-- Your objective --
Return all lines of the records that contain the word "problem".

☆ ☆ ☆ ☆

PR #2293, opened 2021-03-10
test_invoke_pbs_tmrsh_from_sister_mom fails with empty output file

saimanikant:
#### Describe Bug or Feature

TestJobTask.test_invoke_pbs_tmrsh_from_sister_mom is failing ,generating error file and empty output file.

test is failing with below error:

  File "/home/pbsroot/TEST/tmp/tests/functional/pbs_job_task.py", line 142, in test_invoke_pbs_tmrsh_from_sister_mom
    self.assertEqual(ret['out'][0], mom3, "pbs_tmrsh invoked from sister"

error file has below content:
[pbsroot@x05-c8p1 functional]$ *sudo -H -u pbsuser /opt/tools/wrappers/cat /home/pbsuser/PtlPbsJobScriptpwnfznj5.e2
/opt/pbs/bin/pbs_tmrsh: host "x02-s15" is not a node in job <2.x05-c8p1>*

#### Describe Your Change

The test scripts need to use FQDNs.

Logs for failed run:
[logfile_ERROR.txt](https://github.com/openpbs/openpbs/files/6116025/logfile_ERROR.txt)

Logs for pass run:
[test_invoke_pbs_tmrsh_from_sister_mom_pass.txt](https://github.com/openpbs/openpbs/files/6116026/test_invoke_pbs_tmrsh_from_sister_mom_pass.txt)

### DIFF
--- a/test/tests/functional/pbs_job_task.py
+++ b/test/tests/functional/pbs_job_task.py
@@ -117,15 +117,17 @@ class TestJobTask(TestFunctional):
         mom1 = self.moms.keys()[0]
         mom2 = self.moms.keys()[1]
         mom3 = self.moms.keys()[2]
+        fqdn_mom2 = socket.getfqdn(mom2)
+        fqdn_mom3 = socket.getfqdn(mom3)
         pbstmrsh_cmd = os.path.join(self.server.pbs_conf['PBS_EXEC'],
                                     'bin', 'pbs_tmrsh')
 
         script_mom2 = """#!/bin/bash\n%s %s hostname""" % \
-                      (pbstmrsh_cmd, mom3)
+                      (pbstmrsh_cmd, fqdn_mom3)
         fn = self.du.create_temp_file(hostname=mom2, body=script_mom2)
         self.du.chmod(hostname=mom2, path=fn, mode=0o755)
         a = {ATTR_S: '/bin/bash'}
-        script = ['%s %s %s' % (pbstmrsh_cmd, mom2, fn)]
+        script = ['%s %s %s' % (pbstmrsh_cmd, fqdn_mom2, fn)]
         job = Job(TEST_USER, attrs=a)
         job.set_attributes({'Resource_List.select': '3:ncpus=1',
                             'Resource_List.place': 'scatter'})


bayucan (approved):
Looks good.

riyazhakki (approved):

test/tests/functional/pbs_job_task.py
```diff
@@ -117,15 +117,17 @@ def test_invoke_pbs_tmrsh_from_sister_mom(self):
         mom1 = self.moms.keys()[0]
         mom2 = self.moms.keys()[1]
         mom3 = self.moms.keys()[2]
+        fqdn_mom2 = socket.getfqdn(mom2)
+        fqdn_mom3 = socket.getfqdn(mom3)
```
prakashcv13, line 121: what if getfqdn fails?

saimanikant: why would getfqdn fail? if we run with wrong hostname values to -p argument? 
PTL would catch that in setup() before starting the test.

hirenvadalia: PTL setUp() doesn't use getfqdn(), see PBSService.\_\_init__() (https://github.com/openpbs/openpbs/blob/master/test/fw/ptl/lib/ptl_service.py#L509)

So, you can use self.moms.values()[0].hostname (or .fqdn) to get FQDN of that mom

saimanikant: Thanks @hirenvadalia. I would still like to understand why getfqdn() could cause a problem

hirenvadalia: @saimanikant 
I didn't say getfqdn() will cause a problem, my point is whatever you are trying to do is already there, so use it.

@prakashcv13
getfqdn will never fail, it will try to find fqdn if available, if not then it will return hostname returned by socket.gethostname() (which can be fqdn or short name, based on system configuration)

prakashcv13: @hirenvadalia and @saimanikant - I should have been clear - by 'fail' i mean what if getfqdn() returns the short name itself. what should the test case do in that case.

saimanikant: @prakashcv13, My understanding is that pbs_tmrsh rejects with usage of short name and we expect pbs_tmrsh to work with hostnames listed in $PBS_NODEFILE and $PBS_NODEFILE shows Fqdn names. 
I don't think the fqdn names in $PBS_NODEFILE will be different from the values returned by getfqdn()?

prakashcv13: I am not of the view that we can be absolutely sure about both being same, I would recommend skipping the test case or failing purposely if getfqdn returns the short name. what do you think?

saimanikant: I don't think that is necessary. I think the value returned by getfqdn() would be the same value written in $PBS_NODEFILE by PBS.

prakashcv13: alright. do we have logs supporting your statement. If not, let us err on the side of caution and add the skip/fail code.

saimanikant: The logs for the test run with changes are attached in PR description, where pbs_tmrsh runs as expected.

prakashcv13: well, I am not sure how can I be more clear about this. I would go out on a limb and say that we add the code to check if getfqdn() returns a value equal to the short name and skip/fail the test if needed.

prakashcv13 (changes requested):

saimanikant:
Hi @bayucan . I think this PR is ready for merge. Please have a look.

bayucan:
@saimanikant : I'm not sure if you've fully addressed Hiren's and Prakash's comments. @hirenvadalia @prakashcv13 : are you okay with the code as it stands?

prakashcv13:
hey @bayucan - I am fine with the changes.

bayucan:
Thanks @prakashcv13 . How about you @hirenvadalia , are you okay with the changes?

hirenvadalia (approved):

☆ ☆ ☆ ☆

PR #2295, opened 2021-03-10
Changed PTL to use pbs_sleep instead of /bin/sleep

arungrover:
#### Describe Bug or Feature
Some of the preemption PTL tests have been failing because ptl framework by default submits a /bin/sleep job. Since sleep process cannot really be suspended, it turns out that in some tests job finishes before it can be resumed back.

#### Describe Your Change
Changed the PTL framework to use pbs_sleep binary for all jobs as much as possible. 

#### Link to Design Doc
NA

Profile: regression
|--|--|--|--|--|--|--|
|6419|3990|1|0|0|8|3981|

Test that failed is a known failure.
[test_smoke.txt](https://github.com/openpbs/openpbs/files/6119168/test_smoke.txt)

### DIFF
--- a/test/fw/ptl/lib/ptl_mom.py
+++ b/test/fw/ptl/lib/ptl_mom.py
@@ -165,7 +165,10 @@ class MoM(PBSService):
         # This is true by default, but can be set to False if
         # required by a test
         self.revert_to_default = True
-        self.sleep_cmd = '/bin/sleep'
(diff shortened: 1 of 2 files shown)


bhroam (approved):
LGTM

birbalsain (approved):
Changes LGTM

☆ ☆ ☆ ☆

-- Solution --
saimanikant: Thanks @hirenvadalia. I would still like to understand why getfqdn() could cause a problem
I didn't say getfqdn() will cause a problem, my point is whatever you are trying to do is already there, so use it.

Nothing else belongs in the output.